Agencies can adopt a variety of solutions that allow IPv4 and IPv6 networks to co-exist during the transition. In a "dual stack" network, for example, hosts and routers would implement both IPv4 and IPv6. Another solution would allow IPv6 networks to communicate by "tunneling" through an IPv4 network. A "translation" solution would allow separate IPv4 and IPv6 networks to communicate with each other by translating IPv6 packets to IPv4 packets.

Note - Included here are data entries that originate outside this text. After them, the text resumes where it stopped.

PR #796, opened 2024-09-03
Update README.md formatting

asinghvi17:
Makes it a bit clearer IMO, but feel free to close/modify if it doesn't end up doing that.


lazarusA (approved):
yes, it seems like there is always room for improvement :D.

Issue #820, opened 2024-10-15
[FR] Support generator expressions for construction


kapple19:
I'd like the syntax:

```
F = DimArray(f(x, y, z) for x in x_vec, y in y_vec, z in z_vec)
```

which will parse that `x`, `y`, and `z` are dimension names.

```
F[x = 3, y = 7, z = -2]
```

This avoids me having to make the intermediate computation, such as

```
F = DimArray(
    [f(x, y, z) for x in x_vec, y in y_vec, z in z_vec],
    (x = x_vec, y = y_vec, z = z_vec)
)
```

which contains a lot of redundant syntax.

rafaqz:
How about `@d f.(X(xvec), Y(yvec), Z(zvec))`? 

That already works and should do the same thing

rafaqz:
What should also be able to work pretty easily is this:
```julia
F = DimArray(f(x, y, z) for x in X(x_vec), y in Y(y_vec), z in Z(z_vec))
```
And this works already for a single dimension:
```julia
julia> DimArray(identity, X(1:5))
╭─────────────────────────────────────────╮
│ 5-element DimArray{Int64,1} identity(X) │
├─────────────────────────────────────────┴────────────────────────────────────────────────────────────────────────────────────────── dims ┐
  ↓ X Sampled{Int64} 1:5 ForwardOrdered Regular Points
└──────────────────────────────────────────────────────────────────────────────────────────────────────────────────────────────────────────┘
 1  1
 2  2
 3  3
 4  4
 5  5

```

We should let it take multiple arguments.

rafaqz:
Ok this is currently the best option:
```julia
f = sum
julia> f.(DimPoints((X(1:2), Y(1:3), Z(1:4))))
╭─────────────────────────╮
│ 2×3×4 DimArray{Int64,3} │
├─────────────────────────┴─────────────────────────────────────────────────────────────────────────────────────────────────────────── dims ┐
  ↓ X Sampled{Int64} 1:2 ForwardOrdered Regular Points,
  → Y Sampled{Int64} 1:3 ForwardOrdered Regular Points,
  ↗ Z Sampled{Int64} 1:4 ForwardOrdered Regular Points
└───────────────────────────────────────────────────────────────────────────────────────────────────────────────────────────────────────────┘
[:, :, 1]
 ↓ →  1  2  3
 1    3  4  5
 2    4  5  6

```

kapple19:
[...]

Issue #821, opened 2024-10-15
[FR] AlgebraOfGraphics.jl support


kapple19:
For a `v::DimArray`, it would be nice for `AlgebraOfGraphics.data(v)` to work.
`AlgebraOfGraphics.mapping(X, Y)` as well, of course,
and for arbitrary dimension names, e.g. `AlgebraOfGraphics.mapping(:a, :b)`.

Whatever solution agencies adopt, they will need to test their networks to ensure that their software and systems continue to operate smoothly. They also will need to ensure that their networks and computers remain secure, and that they have not created any new vulnerabilities.

"Just turning on IPv6 won't increase or decrease your security, but it does make things more complicated," says Sean Siler, Microsoft program manager for IPv6 deployment and field readiness. "That's why you have to do your testing now, so you can learn as much as you can about IPv6, and about the security issues that might arise with your systems using both v4 and v6 networks."

In addition to testing their equipment and systems, agencies should also begin acquiring their IPv6 address space, if they haven't done so already, so they can tackle the engineering challenge of incorporating the addresses into the infrastructure.

Finally, agencies must train their security and network architects, as well as network administrators, to work in the new IPv6 environment. The IPv6 Working Group is gathering information about training curriculum and opportunities, and will be making recommendations to the agencies.

"IPv6 isn't something you can learn in a week," Siler said. "No matter how well you understand IPv4, you have to start over from scratch to learn IPv6. It's going to take some time."